# western ultramount on 2000 GMC NBS headlight question



## obrut (Oct 30, 2002)

I just recently installed a 05 western ultramount with the 4 port isolation module on my 2000 NBS GMC truck. I have a question about how the head lights and plow lights are supposed to work.

When the plow is not connected my head lights and bright lights work fine and the sensor automatically turns the head lights on when it gets dark.

If I connect the plow when the head lights are automatically on the plow lights are off until I flip the bright light switch in the truck. Is this right?

If I connect the plow when just the DRLs are on the plow lights are on but are very dim. 

I'm not sure if this is right can some when tell me how they are supposed to operate?


----------



## obrut (Oct 30, 2002)

BTW this came off of a 05 chevy, is there a difference in the harness?


----------



## obrut (Oct 30, 2002)

I just did the quick match on westerns website and it shows that there are two different part numbers for the headlamp harness. 27780 which is what came with the plow and 8437-1 which is what I need for my truck year. Which harness is this, is it the one that plugs into port #2 or is it #3 and #4? What is the difference with these harnesses?


----------



## B&B (Nov 4, 2006)

Yes, the light harness will be different between an '05 and your 2000 due to the lighting configuration change on the '03-up GM trucks. Your 2000 uses a negative to excite head light system and the '03-up's use the conventional positive to excite system, just like all the GM's did '98 and prior.. your light harness's plug into the number 3 and 4 ports on the iso module..


----------



## dlcs (Sep 2, 2004)

My '99 Silverado and my 2002 Silverado both used the harness with the relays and not the isolation module. Your headlights on your plow should operate just like the headlights on the truck. All you have to do is connect the plug to switch to the plow lights.


----------



## B&B (Nov 4, 2006)

dlcs;426103 said:


> My '99 Silverado and my 2002 Silverado both used the harness with the relays and not the isolation module. Your headlights on your plow should operate just like the headlights on the truck. All you have to do is connect the plug to switch to the plow lights.

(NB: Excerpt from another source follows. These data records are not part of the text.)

PR #1019, opened 2026-08-24
feat(cli): add wmux daemon start|stop|status (#1001)

p-poppe:
## Summary

Adds `wmux daemon start | stop | status` — a headless daemon lifecycle verb, per your scope note in #1001. Exactly the v1 you specified: no first-run wizard, no web setup (that stays `wmux web`'s job), no service-manager integration.

## The extraction

Per your hard requirement ("the spawn path must not fork"): `src/main/daemon/launcher.ts`'s spawn/readiness chain now lives in `src/shared/daemon/daemonLauncherCore.ts`, which has zero import of `electron`. Both `src/main/daemon/launcher.ts` (Electron main) and `src/cli/commands/daemon.ts` (the new CLI verb) consume the *same* `ensureDaemon()` — they differ only in what they inject through a `DaemonLauncherDeps` seam:

| | Electron main | CLI |
|---|---|---|
| daemon script location | `app.getAppPath()` / `process.resourcesPath` candidates (unchanged) | resolved relative to the CLI bundle's own `__dirname` — `dist/cli-bundle` and `dist/daemon-bundle` are already built as siblings (package.json's `build:cli`/`build:daemon`, forge.config.ts's `extraResource`), in both the dev-checkout and installed-app layout, so one relative path covers both |
| version stamp | `app.getVersion()` | nearest `package.json`, same fallback idiom `doctor.ts`/`system.ts` already use for the CLI's own version reporting |
| unverified stale PID | native recovery dialog (`WMUX_NO_DIALOG=1` refuses in tests) | always refuses — structurally, not by env var, since a headless caller has no window for a dialog and no keyboard to ask either way |

`pollDaemonReady()` moved as-is, already fully dependency-injected. The four pre-existing `launcher.*.test.ts` suites (49 tests) run unmodified against the new location and pass — the public behavior for the Electron path is untouched.

`status` = `daemon.ping`, `stop` = `daemon.shutdown` — both pre-existing daemon-pipe RPCs (the same `daemon.shutdown` the auto-replacement path already uses). No new termination path.

## Verified end to end, not just unit-tested

Ran the actual CLI bundle against an isolated `WMUX_DATA_SUFFIX` instance:

```
$ wmux daemon status
wmux daemon is not running.

$ wmux daemon start
wmux daemon started (PID 24868)
pipe: \.\pipe\wmux-daemon-...

$ wmux daemon status
wmux daemon is running.
  status: "ok"
  pid: 24868
  ...
  spawnedByVersion: "3.46.0"          <- confirms the version stamp, not the 'unknown' sentinel

$ wmux daemon start          # second call
wmux daemon already running (PID 24868)   <- reuse path, no double-spawn

$ wmux daemon stop
wmux daemon stopped.

$ wmux daemon status
wmux daemon is not running.
```

## One thing I caught in my own first pass

`--json daemon start` originally echoed the daemon's `authToken` straight to stdout. Nothing downstream needs it — `status`/`stop` resolve their own token via `resolveDaemonAuthToken()` — and printing a live credential risks it landing in shell history or a captured log. Fixed before this PR: the JSON output carries `pid`/`pipeName`/`spawned` only.

## Punted, per your note

- `ClaudeWorker` (background A2A task execution without a visible pane) stays Electron-coupled — not touched here, callers fall back to daemon-native panes.
- Renderer-routed surfaces (browser panes, some MCP tools) won't function against a headless daemon — worth a docs line, not code, for v1.

## Changelog

`changelog.d/<this-pr-number>.md` to follow once the PR number is assigned — will push it as a follow-up commit.

## Test plan

- [x] `npx tsc --noEmit` — 0 errors, both `tsconfig.json` and `tsconfig.cli.json`
- [x] `npm run build:cli` && `npm run build:daemon` — both bundle cleanly (no `electron` pulled into the CLI bundle)
- [x] New: `src/shared/daemon/__tests__/daemonLauncherCore.deps.test.ts` (2 tests) — the injected deps are what's actually consulted, not a parallel hardcoded path
- [x] New: `src/cli/commands/__tests__/daemon.test.ts` (10 tests) — start/stop/status, reuse vs spawn, failure paths, the auth-token redaction
- [x] Existing `src/main/daemon/__tests__/launcher.*.test.ts` (49 tests) — unmodified, pass at the new location
- [x] Manual end-to-end run against a live isolated daemon instance (see above)
- [x] Full suite: 12294 passed / 19 failed / 27 skipped — all 19 failures are pre-existing `worktree.handler.test.ts` (Windows `EBUSY`/timeout on git-worktree cleanup, filesystem locking) and one `touchScroll.test.ts` worker-pool timeout, neither touching anything this PR changes; confirmed unrelated by inspection, not re-run against a clean tree.

Related: #1001.

## Summary by CodeRabbit

- **New Features**
  - Added headless daemon lifecycle commands: `daemon start`, `daemon status`, and `daemon stop`.
  - Added human-readable and JSON output with authentication-token redaction.
  - Daemon commands now work without launching the Electron app.

- **Bug Fixes**
  - Improved daemon startup, readiness, recovery, liveness checks, and safe shutdown.
  - Prevented termination of unrelated processes and handled startup failures more reliably.

- **Tests**
  - Added comprehensive coverage for lifecycle commands, recovery, errors, and output formats.

- **Documentation**
  - Documented the new daemon lifecycle commands.


openwong2kim:
Adds headless `wmux daemon start|stop|status` verbs by extracting `ensureDaemon()` from Electron main into shared `daemonLauncherCore.ts`; the app path rebinds the same core, existing tests unchanged. Low risk: purely additive CLI surface, auth token redacted from output, stale-PID recovery refuses structurally. P3 — scope-complete v1 per #1001, well tested, nothing urgent.

p-poppe:
Addressed all 5 findings from CodeRabbit's review.

**🔴 Critical (host-identity inference) — confirmed real, fixed by narrowing the fix, not the architecture I initially reached for.**

I first considered supplying a cross-host "expected image set" via `DaemonLauncherDeps` (each host declaring every binary name a genuine daemon could run under), but that requires each host to know the *other* host's binary name, which isn't knowable in general (a packaged Electron app's name varies per install/platform). Went with the smaller, more robust fix instead: an image-name mismatch no longer short-circuits to "stale, someone else's program." It only downgrades confidence and logs; the command-line marker check (`daemon-bundle` / `daemon/index.js` in argv) — which is host-independent, since both hosts spawn the same script — now always decides. Applied identically in `ensureDaemon`'s stale-PID verification and in `killVerifiedDaemonPid`. An unrelated process reusing a recycled PID is still correctly refused, since its cmdline won't carry the daemon markers either way — nothing about the safety net weakened, just un-gated from an assumption that stopped holding once there were two hosts.

Also replaced the adjacent `isElectron` heuristic (`nodePath === process.execPath && !nodePath.toLowerCase().includes('node.exe')`) — it was *also* execPath-based and wrong on non-Windows (the substring `node.exe` doesn't match plain `node` on macOS/Linux, so a headless CLI spawn there would've been misclassified as Electron and gotten `ELECTRON_RUN_AS_NODE=1`). Replaced with an explicit `isElectronHost()` on `DaemonLauncherDeps`, injected `true`/`false` by each consumer instead of inferred.

**🟠 Major (missing `error` listener):** added, rejects with a clean message instead of throwing uncaught. Regression test mocks `spawn` to emit `error` and asserts the promise rejects rather than crashing the process.

**🟡 Minor ×2:** `daemon status`'s unreachable-daemon branch now sets `process.exitCode = 1` (updated the existing test that had pinned the old exit-0 behavior). `DaemonInfo.pid` is now `number | null` — the reconnect path that previously fabricated `0` now reports `null`, which the CLI renders as `unknown` instead of a fake PID; updated the two `DaemonRespawnController` call sites that pass it to `killVerifiedPid` (both are only reached on the `spawned: true` branch, where pid is always real, but the type is shared so they're now null-guarded) and added an early return in `replaceStaleDaemon` for the (currently unreachable in practice, but now type-honest) null case.

**🔵 Trivial:** the 5 inline `require('child_process')` calls are now one top-level `execFileSync` import; the two intentionally-empty `catch` blocks each have a one-line comment.

**New tests:**
- `daemonLauncherCore.spawnError.test.ts` — mocks `child_process.spawn`, pins the clean-reject contract for both a bare `error` emission and `error` + `exit` racing.
- `killVerifiedDaemonPid.crossHost.test.ts` — spawns a real child process through a *renamed copy* of the current Node binary (portable across platforms, no OS mocking needed) to reproduce a genuine cross-host image mismatch, confirms the daemon is still verified and killed via the cmdline marker, and confirms an unrelated process under the same renamed binary (no marker in argv) is still refused.

Full suite: `src/shared/daemon` + `src/main/daemon` + `src/cli/commands` — 21 files, 335/335 passing. `tsc --noEmit` clean. ESLint clean on all touched files.

openwong2kim (changes requested):
Thanks — the extraction itself is exactly what #1001 asked for, and the deps-seam + e2e verification made this easy to review. Three things need to change before merge, though; the first one breaks the feature in the shipped app.

**1. Version fallback `'0.0.0'` gets the CLI-spawned daemon killed (blocker)**

In the installed layout the CLI bundle lives at `<resources>/cli-bundle`, where `__dirname/../../package.json` does not exist, so `resolveSpawnedByVersion()` returns `'0.0.0'`. The staleness gate (`src/main/daemon/daemonReplacement.ts`, `isDaemonOlder`) keeps the `'unknown'` sentinel but *parses* `'0.0.0'` and reads it as positively older — so the first GUI connection replaces (kills) the daemon the CLI just started, PTYs included. Your e2e run showed `spawnedByVersion: "3.46.0"` because it ran from a dev checkout, where `../../package.json` resolves. (doctor.ts shares the idiom, but there the fallback is display-only.)

Fix: fall back to `'unknown'` (the gate keeps it), or bake the version in at build time.

**2. `runStop` swallows every transport error as success (blocker)**

The catch in `runStop` prints "wmux daemon is not running." and returns without setting an exit code — timeouts, permission errors and connection aborts all exit 0, so `wmux daemon stop && ...` proceeds while the daemon is still alive. `runStatus` handles the same case with `process.exitCode = 1` (with a comment explaining why). Suggest: treat only not-running-shaped errors (ENOENT/ECONNREFUSED) as idempotent success; surface everything else and set `exitCode = 1`.

**3. Importing `bootTrace` makes every CLI command print to stderr (blocker)**

`daemonLauncherCore` imports `main/util/bootTrace`, whose module body calls `markBoot('js-start')` at eval time, and `src/cli/index.ts` imports all commands statically — so after this PR *every* `wmux` invocation emits a `[boot-trace]` line on stderr. Suggest injecting `markBoot` through `DaemonLauncherDeps` as an optional no-op callback (same treatment `askUserToRecoverFromStalePid` already gets).

Smaller things, fine as follow-ups:
- `ensureOk(response)` sits outside the try in both `runStatus`/`runStop` — an `ok:false` response crashes with a stack trace instead of a clean exit-1.
- The spawn `'error'` handler rejects without cancelling `pollDaemonReady`, so a failed spawn can leave the one-shot CLI hanging up to the 90s ceiling after printing the error.
- `status --json` success output is the raw ping result (no `running` field), while the failure shape is `{ok, running, error}` — scripts keying on `.running` get `null` when the daemon is up.
- The cmdline markers (`'daemon/index.js'`) are generic enough to match an unrelated `node /srv/anything/daemon/index.js` on a recycled PID; an exact path-segment match (`/daemon-bundle/index.js`) would narrow that. Relatedly, with `definitiveOnly: false` a *definitive* image mismatch plus a null cmdline still kills — refusing on that combination keeps the cross-host support while restoring the old guarantee.

p-poppe:
Addressed all three blockers, plus the smaller items — folded them in since we were already touching this code. `97be1245`.

## 1. Version fallback `'0.0.0'` → `'unknown'` (blocker)

Fixed exactly as suggested: `resolveSpawnedByVersion()` now falls back to `'unknown'` on any failure to read/parse `package.json`, which the gate already special-cases as "keep it". Verified end-to-end, not just by reading — `daemon.spawnedByVersion.test.ts` feeds the function's real output straight into the real (unmocked) `isDaemonOlder()` and asserts `older: false`, plus a companion test documenting that `'0.0.0'` (the old fallback) *would* have read as positively older, so a future revert of the fallback value fails a test even if nobody reads the prose.

## 2. `runStop` swallowing every error as success (blocker)

Exported `isConnectFailure` from `cli/client.ts` (was module-private) and used it in `runStop`: only a connect-level failure (no daemon listening) is idempotent success now. A timeout, `EACCES`, or a dropped connection surfaces as an error with `exitCode = 1`, matching `runStatus`'s existing convention. Two new tests cover the non-connect-failure path in both text and `--json` mode; had to fix the *existing* "already down" test too — it asserted on a message-only `Error('connect ENOENT')` with no `.code` set, which never matched real production errors (`client.ts` always sets `.code` on the wrapped error) but happened to pass under the old message-blind catch-all.

## 3. `bootTrace` import printing on every CLI invocation (blocker)

`markBoot` is now an optional `DaemonLauncherDeps` callback instead of a static import in `daemonLauncherCore.ts`. Electron's `launcher.ts` supplies the real one (import moved there); the headless CLI's `cliDaemonDeps` omits it, so every call site is `deps.markBoot?.(...)` — silent no-op on the CLI, unchanged behavior in Electron. Verified statically: `grep -rln "from '.*bootTrace'" src` now returns only `main/index.ts` and `main/daemon/launcher.ts`, neither reachable from `cli/index.ts`'s import graph.

## Smaller items

- **`status --json` now includes `running: true` on success**, matching the failure shape (`{ok, running, error}`). New test asserts the field.
- **Spawn `error` handler now cancels the readiness poll** instead of just rejecting — it couldn't call `readiness.cancel()` before because `readiness` didn't exist yet at registration time; hoisted a `let readiness` (declared `undefined`, assigned once `pollDaemonReady` runs) so the handler can route through it once available, falling back to a direct `reject` for the (unlikely) case an error fires before the poll even starts.
- **`killVerifiedDaemonPid`: image-mismatch + null-cmdline now refuses**, even with `definitiveOnly: false`. Neither signal alone should refuse (cross-host support needs that), but both pointing away from "ours" restores the pre-#1001 guarantee.
- **`ensureOk` "outside the try" — verified, no change needed.** Read the implementation: it calls `process.exit(1)` directly on an error response, never throws. There's no exception path to escape the try/catch here, so wrapping it wouldn't change any observable behavior. Flagging this rather than adding a no-op try for the sake of matching the suggestion.
- **Cmdline marker narrowing — attempted, reverted, flagging as a real follow-up.** Tried anchoring the generic markers as `/daemon/index.js` / `/daemon-bundle/index.js`. It doesn't actually narrow anything: `.includes()` has no path-boundary awareness, so `/daemon/index.js` is still a substring of the exact false positive it was meant to exclude (`/srv/anything/daemon/index.js`). It also broke `killVerifiedDaemonPid.crossHost.test.ts`, which correctly relies on the bare `'daemon-bundle'` marker. A real fix needs to tokenize the cmdline and compare path segments (or at minimum `endsWith` on a normalized path), not string-contains the whole line — left as-is rather than ship something that reads safer without being safer.

## Test plan

`npx vitest run src/shared/daemon src/main/daemon src/cli/commands src/cli/__tests__` — 29 files, 455 passed. `npx tsc --noEmit` clean. `npx eslint` on touched files — one pre-existing unrelated warning (`'os' is defined but never used` in `client.ts`, confirmed via `git stash` against the unmodified branch), no new errors or warnings.

p-poppe:
Fixed all 4. Point-by-point:

**1. `--json` diagnostics leaking to stdout — fixed, verified end-to-end.**

`DaemonLauncherDeps` gains optional `log`/`warn`; every `console.log`/`console.warn` inside `spawnDaemon`/`ensureDaemon` now goes through `(deps.log ?? console.log)(...)` / `(deps.warn ?? console.warn)(...)` (omitting them keeps Electron's launcher behavior byte-for-byte identical — it never supplies them). The CLI's `cliDaemonDeps` routes both to `console.error`, in both `--json` and text mode, since neither output shape has room for launcher-internal chatter.

Verified by actually building and running it, not just reading the diff:
```
$ node dist/cli-bundle/index.js daemon start --json
```
Before the fix (confirmed via `git stash` on just these two files + rebuild): stdout carried 5 `[launcher]` lines ahead of the JSON object. After: stdout is exactly the JSON object; all diagnostics land on stderr.

**2. `EPERM` no longer reported as "already stopped."**

Added `isDefinitelyNotRunning` (ENOENT/ECONNREFUSED only) in `client.ts`, next to `isConnectFailure`, with a doc comment explaining why they have to stay separate — `isConnectFailure` is correct to include `EPERM`, because it answers a different question (`sendRequest`'s own pipe→TCP retry decision, where a Windows ACL issue should try the other transport). `runStop` now uses the narrower one. New test: an `EPERM` rejection now exits 1 and does not print "not running."

**3. `oldClient` leak in the no-verifiable-pid bail-out — fixed.**

`replaceStaleDaemon` now calls `oldClient.disconnect()` before setting `lastError`/returning `null` in that branch — it was the one early-return in the function that skipped the normal `disconnectClient` cleanup `runDaemonReplacement` provides everywhere else. New test spawns the exact edge case (`ensureDaemonImpl` returning `pid: null, spawned: false`) and asserts `disconnectCalls === 1`.

**4. Cmdline marker: segment-aware instead of raw substring.**

Extracted `cmdlineMatchesDaemonScript` (quote-aware tokenizer + path-segment split), used at both remaining call sites. A segment must **start with** `daemon-bundle` (not equal it exactly — the existing cross-host fixture's `daemon-bundle-fake-index.js` needed to keep matching, and future bundle-dir suffixing shouldn't break this), or be an exact `daemon`/`index.js` (or `daemon`/`daemon`/`index.js`) segment pair. This rejects your exact example — added `/.../my-daemon-bundle-backup/index.js` as a new case in `killVerifiedDaemonPid.crossHost.test.ts`, confirmed it fails against a reverted `.includes()` version and passes against the fix, while the two pre-existing cross-host tests still pass unchanged.

Full suite (`src/cli/commands`, `src/main/daemon`, `src/shared/daemon`): 346 passed. `tsc --noEmit` and `eslint` clean (the pre-existing `daemon.test.ts` escape-char errors and `client.ts` unused-`os` warning are unchanged from `origin/feat/wmux-daemon-verb` — confirmed by linting that revision directly, not introduced here).

openwong2kim (approved):
All three blockers verified closed, live — not just by reading the diff. Built the CLI and daemon bundles at `e2e34ffb` and ran them against isolated `WMUX_DATA_SUFFIX` instances:

- **Version stamp**: copied `cli-bundle`/`daemon-bundle` as siblings into a bare directory with no `package.json` above them (the shape the installed layout has, and the one the original e2e couldn't see from a dev checkout). `daemon status --json` reports `spawnedByVersion: "unknown"` — the value the gate keeps. The failure this PR would have shipped is gone.
- **`stop` error handling**: pointed the CLI at a socket that accepts connections and never answers. Text mode prints `wmux daemon stop: Request timed out after 5 seconds.` and exits 1; `--json` gives `{"ok": false, ...}` and exits 1. Previously this exact case printed "not running" and exited 0.
- **stderr hygiene**: `wmux doctor` stderr carries zero `[boot-trace]` lines, and `daemon start --json` stdout parses as JSON with no `[launcher]` chatter.
- **Lifecycle and restart**: status(1) → start(0) → start again (reuses, no double spawn) → stop(0) → stop again (0) → status(1). `stop && start` spawns a genuinely new PID and the old process is gone, so the shutdown ack doesn't leave the restart sequence reusing a dying daemon.

Approving. One correction for the record, and one follow-up.

**The marker narrowing did not close the case I raised.** Your note says the segment-aware matcher "rejects your exact example," but the example I gave was `node /srv/anything/daemon/index.js`, not `my-daemon-bundle-backup`. The new tokenizer still matches it: the segments are `['srv','anything','daemon','index.js']`, and the `daemon` + `index.js` adjacent-pair rule fires on the last two.

I verified this by execution rather than inspection — spawned an unrelated `node <dir>/daemon/index.js` sleeper and called `killVerifiedDaemonPid(pid, { definitiveOnly: false })` against it. Result: returned `true`, and the innocent process was gone afterwards.

To be fair about severity: this is **pre-existing, not a regression from this PR** — before #1019 the same-image case reached the same `.includes()` markers and killed it too, so nothing here got worse. It also needs PID reuse to trigger in production. That's why it isn't blocking the merge.

The structural fix is to stop pattern-matching altogether: the caller already resolved the daemon script path (`deps.daemonScriptCandidates`), so the cmdline's script token can be compared against those absolute paths instead of against generic markers. `daemon/index.js` as a marker is inherently ambiguous — it's an extremely common layout — and no amount of segment awareness fixes that. Worth a follow-up issue rather than more work on this PR.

 On a relay setup yes. But it's not that simple with a 4 port Iso setup.. the plow lights are positive to excite and the truck lights are negative to excite as one is '02 and older (neg to excite), and the setup came off an '03 and newer (pos to excite)


----------



## obrut (Oct 30, 2002)

yep there is a difference, however the isolation module is the same which tells me the wiring or pin out for the connectors is different. This shouldn't be too hard to change, I just need to know what the inputs and outputs for port 3 and 4 are and then switch my pins in my connectors. This can also be done by making an adapter to cross the wires over before going into the module but moving the pins around will have the same results.


----------



## B&B (Nov 4, 2006)

obrut;426201 said:


> yep there is a difference, however the isolation module is the same which tells me the wiring or pin out for the connectors is different. This shouldn't be too hard to change, I just need to know what the inputs and outputs for port 3 and 4 are and then switch my pins in my connectors. This can also be done by making an adapter to cross the wires over before going into the module but moving the pins around will have the same results.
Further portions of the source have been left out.